Майкл с несчастным видом отвернулся от неё. Похоже, её слова его не успокоили.
— Я имею в виду именно это, — сказала она. — Это наша работа. — А потом с улыбкой добавила: — Не бывает тайн слишком больших, не бывает головоломок слишком… э-э… головоломных.
Майкл улыбнулся — впервые за то время, что Гвен его видела, — и она кое-что почувствовала, что-то знакомое, и с беспокойством осознала, что ночь будет долгой.
Глава четвёртая
Оуэн Харпер открыл глаза и увидел незнакомый потолок. Конечно, не то чтобы он был экспертом по потолкам, но он бы узнал свой потолок, если бы увидел его, а это был не его потолок.
Следующее, что он осознал — сухость во рту. Нет, не просто сухость… Его рот был абсолютно сухим. И у него болела голова. Как будто кто-то зажал его голову в тиски и продолжал давить. Как будто его голова собиралась вот-вот взорваться.

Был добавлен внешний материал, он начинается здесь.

PR #3736, opened 2021-02-18
Support relative server url

### LINKED ISSUE #3735: Support relative server url
## Overview

* Version: 3.0.0
* Type: Feature request

When requesting swagger api documentation, Springfox always return inferred server url (processed in `WebMvcBasePathAndHostnameTransformationFilter` or `WebFluxBasePathAndHostnameTransformationFilter`). I propose that Springfox can return relative server url.

## Use Case

In our micro-service platform, applications can not be accessed directly and must be routed by gateways (based on Nginx). One gateway always contains multiple applications and each application has a separate route prefix.

For example, a Springfox application with a /login api is routed by a gateway under `http://intranet.host/app1/`. Then the Swagger UI access url should be `http://intranet.host/app1/swagger-ui/` and /login api endpoint should be `http://intranet.host/app1/login`.

But currently the inferred server url is `http://intranet.host/` and the /login api endpoint is `http://intranet.host/login` (missing /app1/ route prefix). This is because Springfox infers server url from request url, and the request url it sees is the one gateway sends to application (`http://xxx.xxx.xxx.xxx/v3/api-docs`), instead of the one that browser sends to gateway (`http://intranet.host/app1/v3/api-docs`).

Sample Nginx config:

```nginx
location /app1/ {
  proxy_pass http://127.0.0.1:8080/;
  proxy_set_header Host $http_host;
  proxy_set_header X-Forwarded-For $proxy_add_x_forwarded_for;
  proxy_set_header X-Forwarded-Proto $scheme;
}
```

## Workaround

Currently I use the following workaround to solve the problem:

```java
@Configuration
@Order(Ordered.HIGHEST_PRECEDENCE + 5)
public class SwaggerServerUrlFilter implements WebMvcOpenApiTransformationFilter {
  @Override
  public OpenAPI transform(OpenApiTransformationContext<HttpServletRequest> context) {
    OpenAPI openApi = context.getSpecification();
    HttpServletRequest request = context.request().orElse(null);
    if (request != null && CollectionUtils.isNotEmpty(openApi.getServers())) {
      String referer = request.getHeader(HttpHeaders.REFERER);
      if (StringUtils.contains(referer, "/swagger-ui/")) {
        String baseUrl = StringUtils.substringBeforeLast(referer, "/swagger-ui/") + "/";
        for (Server server : openApi.getServers()) {
          server.setUrl(baseUrl);
        }
      }
    }
    return openApi;
  }
```

* Register a custom filter bean which has lower priority than `WebMvcBasePathAndHostnameTransformationFilter` (this means that it will be called after the latter one)
* Determine whether the request is sent from Swagger UI page by checking the referer HTTP header
    * If it is, replace the inferred server url with the one extracted from referrer

It works, though not elegant.

## Propose

To solve the problem, it's better to return relative server url and let swagger client (or browser) resolve it to absolute url. We might also guess the original request url from referer HTTP header (or force clients to send original request url as a parameter) and then build an absolute url in the server side, but that might be too complicated and not reliable enough.

Fortunately [OpenAPI specification](http://spec.openapis.org/oas/v3.0.3#server-object) allows relative server url:

> This URL supports Server Variables and MAY be relative, to indicate that the host location is relative to the location where the OpenAPI document is being served

Previously swagger-ui cannot process relative server url correctly, but this has been fixed in https://github.com/swagger-api/swagger-js/pull/1883/. We just need to bump the swagger-ui version to 3.43.0 or above.

Proposed changes:

* Bump the swagger-ui version to 3.43.0 or above
* Allow users to specify custom server url more easily. Currently users can only specify custom server url by providing a custom `WebMvcBasePathAndHostnameTransformationFilter` bean. This is a little tedious.
    * Option 1: Allow users to specify custom server by `Docket#servers` programmatically and Springfox should stop inferring server url when custom server url is given. Currently `Docket#servers` is not passed to `OpenAPI#servers` (`ApiDocumentationScanner#scan` doesn't fill `Documentation#servers`)
    * Option 2: Allow users to specify custom server by configuration option (say `springfox.documentation.server-url`)
    * Option 3: Add a boolean configuration option (say `springfox.documentation.relative-server-url`), and check it in `WebMvcBasePathAndHostnameTransformationFilter`

bianjp:
Resolve #3735

### DIFF
--- a/docs/asciidoc/current-documentation.adoc
+++ b/docs/asciidoc/current-documentation.adoc
@@ -97,6 +97,24 @@ allows the properties to be  overridden
 |2.0             | springfox.documentation.swagger.v2.path
 |=======================
 
+=== Customizing the server url.
+
+By default, Springfox infers server url from the request url of swagger endpoint (say /v3/api-docs).
+
+This may not work if your application is behind a proxy with path prefix. In this case, you can specify a custom server url when building docket:
+
+.Custom server url configuration
+[source,java,linenums]
+----
+  @Bean
+  public Docket swaggerSpringMvcPlugin() {
+    return new Docket(DocumentationType.OAS_30)
+            .servers(new ServerBuilder().name("relative").url("../").description("Relative server url").build());
+  }
+----
+
+NOTE: Swagger client will resolve relative server url against swagger endpoint (say /v3/api-docs) instead of the Swagger UI url (say /swagger-ui/) you are visiting in Browser.
+
 === Configuring startup.
 If you'd like to delay the startup of springfox, you could choose to set auto-startup to false. The property to use
 is `springfox.documentation.auto-startup` and this could either be passed in as a `-D` jvm arg or via a property in
--- a/springfox-oas/src/main/java/springfox/documentation/oas/web/WebFluxBasePathAndHostnameTransformationFilter.java
+++ b/springfox-oas/src/main/java/springfox/documentation/oas/web/WebFluxBasePathAndHostnameTransformationFilter.java
@@ -27,6 +27,9 @@ public class WebFluxBasePathAndHostnameTransformationFilter implements WebFluxOp
   @Override
   public OpenAPI transform(OpenApiTransformationContext<ServerHttpRequest> context) {
     OpenAPI openApi = context.getSpecification();
+    if (openApi.getServers() != null && !openApi.getServers().isEmpty()) {
+      return openApi;
+    }
     context.request().ifPresent(request -> {
       String requestUrl = decode(new ForwardedHeaderTransformer().apply(request).getURI().toString());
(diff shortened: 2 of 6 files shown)


luowenqiang:
This problem may be caused by the design problem of ForwardedHeaderExtractingRequest class. In the adjustedRequestURL method, the requestUrl variable parsed by forwardedPrefixExtractor is not used.
Here's my solution:
```java
public String adjustedRequestURL() {
    if (StringUtils.isBlank(this.forwardedPrefixExtractor.getRequestUri())) {
        return String.format("%s://%s:%s",
                getScheme(),
                getServerName(),
                getServerPort());
    }

    return String.format("%s://%s:%s%s",
            getScheme(),
            getServerName(),
            getServerPort(),
            getRequestURI());
}
```

esotericman:
I agree @luowenqiang ,you could add a context by condition @bianjp

PR #3786, opened 2021-03-31
fix noopValidator loggerName

### LINKED ISSUE #3785: NoopValidator class always logs debug even if springfox logger is lower level
This line seems to prevent logger from being configured whit all springfox other classes
https://github.com/springfox/springfox/blob/ab5868471cdbaf54dac01af12933fe0437cf2b01/springfox-core/src/main/java/springfox/documentation/builders/NoopValidator.java#L13

so you will always have debug logs for this class, because logger name it is not prefixed with springfox or package name

should be 
`private static final Logger LOGGER = getLogger(NoopValidator.class);`
as it was before

kyuuk:
this was preventing NoopValidator logger from being configured with all springfox classes


kyuuk:
up

Issue #3503, opened 2020-08-17
@ApiResponse response parameter not used in 3.0.0


varjasz:
Starting with 3.0.0 (in 2.9.2 it worked properly)

`@ApiResponse(code = 404, message = "Not Found", response = CustomError::class)`

The 404 - Not Found is in the documentation, but the defined response (CustomError in example) not shown in the generated documentation (response sample and model)

dilipkrish:
Thanks for reporting @varjasz

gonwan:
Same issue here.
After some debugging, root cause should be: https://github.com/springfox/springfox/blob/07a4c86d70b791f21c2d2f656a863920b8c883c7/springfox-swagger2/src/main/java/springfox/documentation/swagger2/mappers/ServiceModelToSwagger2Mapper.java#L117

Springfox 3.0 uses v3 models by default, but `source.getResponses()` gives wrong type. To workaround it for now, add:
`springfox.documentation.swagger.use-model-v3=false` in your application.properties.

drognisep:
> To workaround it for now, add: springfox.documentation.swagger.use-model-v3=false

The prescribed workaround doesn't seem to work for `ResponseEntity<?>` return types. I'm not sure if that's a separate issue or if it's part and parcel to this bug.

DominicIovino:
I can confirm the fix with `springfox.documentation.swagger.use-model-v3=false` for doc type `DocumentationType.SWAGGER_2`.

On the other hand, shouldn't it work out of the box with doc type `DocumentationType.OAS_30`? I tried it both with and without the app.prop setting but it behaves the same as the initial issue by not showing up at all.

arlyon:
Also getting this on springfox 3.0.0 using OAS_30. Specifically, the problem is that my POST requests to a JPA respository return a body with 201 responses, which are incorrectly labelled to have no body. Overriding this using `ApiResponse` has no effect.

**edit**: I believe the issue for me comes from here: 

https://github.com/springfox/springfox/blob/ab5868471cdbaf54dac01af12933fe0437cf2b01/springfox-swagger-common/src/main/java/springfox/documentation/swagger/readers/operation/SwaggerResponseMessageReader.java#L187-L198

[...]

PR #3867, opened 2021-07-23
Add json media type for EntitySaveExtractor

arlyon:
#### What's this PR do/fix?

When using JPA and the `EntitySaveExtractor` to generate documentation, the `produces` field is not set causing `SwaggerResponseMessageReader` not to generate a proper response for this type. The side-effect of this is that `@ApiResponse` directives are ignored. Note: I am assuming from the [spring data rest docs](https://docs.spring.io/spring-data/rest/docs/current/reference/html/#repository-resources) that it is okay to hard-code the media type as `application/json`, but happy to be proven wrong

No unit tests, but can add some. To verify, put a custom `ApiResponse` directive on a JPARepository

```
public interface SkillRepository extends JpaRepository<Skill, Long> {
  @Override
  @ApiResponses({@ApiResponse(code = 201, message = "Created", response = EntityModelSkill.class)})
  <S extends Skill> S save(S user);

  class EntityModelSkill extends EntityModel<Skill> {

  }
}
```

Without these changes, the ApiResponse directive is ignored, whereas with them the response type is correctly declared in the resulting schema, on PUT, POST, and PATCH.

Thought process is documented on my comment on this issue: https://github.com/springfox/springfox/issues/3503#issuecomment-884230856

I don't believe this solves the issue outright, but does fix a critical piece of functionality when using JPA. Next up is to figure out why 201 responses on POST don't declare the return type by default, but declaring the `ApiResponse` with the class above manually is a good enough work-around in the meantime.

 https://github.com/springfox/springfox/issues/3503

### DIFF
--- a/springfox-data-rest/src/main/java/springfox/documentation/spring/data/rest/EntityFindOneExtractor.java
+++ b/springfox-data-rest/src/main/java/springfox/documentation/spring/data/rest/EntityFindOneExtractor.java
@@ -35,19 +35,15 @@ class EntityFindOneExtractor implements EntityOperationsExtractor {
 
     context.crudMethods().getFindOneMethod()
         .map(method -> new HandlerMethod(context.getRepositoryInstance(), method))
-        .ifPresent(handler -> {
-
-          entityAction(context, handler)
-              .path(String.format("%s%s/{id}",
-                                  context.basePath(),
-                                  context.resourcePath()))
-              .supportsMethod(GET)
-              .parameterType(ParameterType.ID)
-              .build()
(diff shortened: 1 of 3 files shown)


DDERGOU:
你好，邮件已收到，谢谢！

arlyon:
Still waiting for a merge, ty bot

arlyon:
Still waiting for a merge, ty bot

arlyon:
Still waiting for a merge, ty bot

arlyon:
Still waiting for a merge, ty bot

Issue #2389, opened 2018-04-30
Support for documentation from property file for all annotations/attributes


MichaelSokolich:
- Using Version 2.8.0

- Question: Reading the documentation, I see support for documentation from property file lookup is only supported for @ApiParam#value(), @ApiImplicitParam#value(), @ApiModelProperty#value(), @ApiOperation#value(), @ApiOperation#notes(), @RequestParam#defaultValue(), @RequestHeader#defaultValue(). Is there any plan to add support for other annotation attributes. For example, we have a properties file that stores all the response messages for different errors and would love to reference the properties file rather than hand-type and manually update if the message changes. Like @ApiResponse(code = 404, message = "{error.auth.user.notFoundByLogin}").

dilipkrish:
Thats a great idea. The initial work was thanks to @jfiala work to parameterize descriptions via property files. Would certainly welcome PRs for that.

MichaelSokolich:
I have a lot of work to get done with pressing deadlines that I cannot work on this now but this is on my company's nice-to-have's list. Once core issues are solved if this is still open I'll try and work on an implementation.

dilipkrish:
@MichaelSokolich thats great news! Thank you!

cseunghoon7:
Is this issue still open ? I also want this feature to support more annotation attribute such as @ApiResponse(code=404, message=""), @ApiModel(description=""). If nobody started to help yet, I'll try.
 
@dilipkrish please, let me know

PR #3884, opened 2021-08-12
Added property file replacement for several annotation parameters

Deroin:
#### What's this PR do/fix?

This extends the capability of getting texts from property files for certain annotations. In particular

- `@ApiResponse#message()`
- `@ApiModel#description()`
- `@ExampleProperty#value()`
- `@ExampleObject#value()`

I didn't know if there are any other annotations which may benefit from this. If you know any other feel free to tell me and I'll include this into this PR. 

I looked for unit tests that do similar things but couldn't find any, thus I didn't add any either. But I checked this out in a side project. To test it manually simply create a properties file with messages and use them for the above listed annotation parameters as described in http://springfox.github.io/springfox/docs/current/#property-file-lookup.

https://github.com/springfox/springfox/issues/2389

### DIFF
--- a/springfox-swagger-common/src/main/java/springfox/documentation/swagger/readers/operation/OpenApiOperationTagsReader.java
+++ b/springfox-swagger-common/src/main/java/springfox/documentation/swagger/readers/operation/OpenApiOperationTagsReader.java
@@ -18,16 +18,13 @@
  */
 package springfox.documentation.swagger.readers.operation;
 
+import static java.util.stream.Collectors.toCollection;
+import static java.util.stream.Collectors.toSet;
+import static springfox.documentation.service.Tags.emptyTags;
+
 import io.swagger.v3.oas.annotations.Operation;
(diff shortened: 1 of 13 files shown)


svrsaljko:
Thank you very much. @ApiResponse "message" from properties file now works for me!
From my side I can suggest:
-  @ Tag (io.swagger.v3.oas annotation @Api is deprecated, this is now for desciribing Api in swagger-ui) "name" and "description"  for properties file
-@ApiModelProperty "value" don't work for me, I don't know if this is error in documentation, documentation says that http://springfox.github.io/springfox/docs/current/#overriding-descriptions-via-properties 
"value" and "description" should work although "description" doesn't even exist as prop in source code, do you maybe have problem with that also? 

I opened issue about that.
https://github.com/springfox/springfox/issues/3895

Deroin:
Extended this to include `name` and `description` from `@io.swagger.v3.oas.annotations.tags.Tag`

PR #1988, opened 2020-04-22
Pass TestBlockchainTime around in consensus tests

edsko:
This paves the way for having the BlockchainTime API be more restrictive
(may return `PastHorizonException`).


edsko:
bors merge

PR #1989, opened 2020-04-22
Make ChainDB and chain sync independent from BlockchainTime

edsko:

PR #1990, opened 2020-04-22
Further increase use of TestBlockchainTime in the tests

edsko:
Preparing the way for reducing the scope of the blockchain API itself.


edsko:
This touches a lot of files but the changes are minimal:

* moves `TestblockchainTime` to `Test.Util.Time`, away from the main lib
* change `blockUntilSlot` to use a `TestblockchainTime` instead of a `BlockchainTime` 
* replaces the use of `SlotLengths` by `SlotLength` in the `TestBlockchainTime` (because `SlotLengths` will shortly be gone)

ouroboros-consensus/ouroboros-consensus-test-infra/src/Test/Util/Time.hs
```diff
@@ -24,40 +19,15 @@ import           GHC.Generics (Generic)
...
-  Settable time
--------------------------------------------------------------------------------}
-
--- | The current slot can be changed by modifying the given 'StrictTVar'.
---
--- 'onSlotChange_' is not implemented and will return an 'error'.
-settableBlockchainTime :: MonadSTM m => StrictTVar m SlotNo -> BlockchainTime m
-settableBlockchainTime varCurSlot = BlockchainTime {
-      getCurrentSlot = readTVar varCurSlot
-    }
```
mrBliss, line 57: I was expecting these to move along to `Test.Util.Time` instead of moving to `BlockchainTime.API`, but since they're going away soon anyway, it doesn't really matter.

edsko: Yeah, I considered that, but they return a `BlockchainTime` not a `TestBockchainTime` and so that didn't feel quite right to me. Add yes, they are gone in https://github.com/input-output-hk/ouroboros-network/pull/1989 .

edsko:
bors merge

Issue #1828, opened 2020-03-19
Allow to use systemd socket activation


coot:
We need to expose API which takes a socket which is already in the listening
state, ready to accept connections.  The socket will be prepared by the systemd
socket activation layer.

coot:
Related to https://github.com/input-output-hk/cardano-node/issues/498

PR #1995, opened 2020-04-23
Change Diffusion interface to permit existing sockets.

karknu:
Needed for systemd adaption.

### DIFF
--- a/ouroboros-network/src/Ouroboros/Network/Diffusion.hs
+++ b/ouroboros-network/src/Ouroboros/Network/Diffusion.hs
@@ -1,3 +1,4 @@
+{-# LANGUAGE CPP            #-}
 {-# LANGUAGE DataKinds      #-}
 {-# LANGUAGE NamedFieldPuns #-}
 {-# LANGUAGE RankNTypes     #-}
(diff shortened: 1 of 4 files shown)


karknu:
Implements #1828 .

ouroboros-network/src/Ouroboros/Network/Diffusion.hs
```diff
@@ -160,16 +168,16 @@ runDataDiffusion tracers
         Async.withAsync (cleanNetworkMutableState networkLocalState) $ \cleanLocalNetworkStateThread ->
 
           -- fork server for local clients
-          Async.withAsync (runLocalServer localSnocket networkLocalState) $ \_ ->
+          Async.withAsync (runLocalServer iocp networkLocalState) $ \_ ->
```
coot, line 171: That's probably not related to this PR, so you can ignore it: elsewhere we use `ioManager` rather than `iocp`.

karknu: Yes, it is called `iocp` across the file.

PR #1999, opened 2020-04-24
Stronger type-level guarantee for `Summary`

edsko:
We knew the summary must always be non-empty, but this wasn't clear from
the types. It wasn't hard to fix that, and this will be helpful in the
hardfork `BlockchainTime` instance.


ouroboros-consensus/src/Ouroboros/Consensus/HardFork/History.hs
```diff
@@ -328,14 +332,46 @@ data EraSummary = EraSummary {
 --
 -- The summary zips 'Shape' with 'Forks', and provides detailed information
 -- about the start and end of each era.
-newtype Summary xs = Summary (AtMost xs EraSummary)
+data Summary xs where
+  -- | We have at most one summary for ech era, and at least one
```
edsko, line 336:
```suggestion
  -- | We have at most one summary for each era, and at least one
```

edsko:
bors merge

Но в первую очередь его занимал вопрос о потолке и твёрдом полу под ним. Вытянув пальцы, он ощутил щетинистую поверхность ковра, а чуть дальше наткнулся на пыльное месиво в переполненной пепельнице. Он с отвращением отдёрнул руку, задев банку и опрокинув её. Послышалось бульканье и шипение пива, выливающегося из банки и впитывающегося в ковёр. Это была не кровать, и это была не спальня.
Приоткрыв один глаз, он увидел телевизор в одном углу комнаты, а на стене — несколько постеров с Джонни Деппом.
Это был не его потолок, не его комната, а если это была не его комната, то чья она?